WHAT THE TASK REQUIRES>
Retype all the records with nothing changed.

INFORMATION>
━━━━━━━━━━━━━━━━
Issue #990, opened 2022-07-06
Lazy-load embedded provider schemas to improve performance


radeksimko:
## Background

As documented in https://github.com/hashicorp/terraform-ls/blob/main/docs/benchmarks.md#memory-usage we currently load 1 big blob of JSON with all ~200 providers into memory, which makes up the majority of the ~300MB of memory.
━━━━━━━━━━━━━━━━
EXPECTED ANSWER>
Issue #990, opened 2022-07-06
Lazy-load embedded provider schemas to improve performance


radeksimko:
## Background

As documented in https://github.com/hashicorp/terraform-ls/blob/main/docs/benchmarks.md#memory-usage we currently load 1 big blob of JSON with all ~200 providers into memory, which makes up the majority of the ~300MB of memory.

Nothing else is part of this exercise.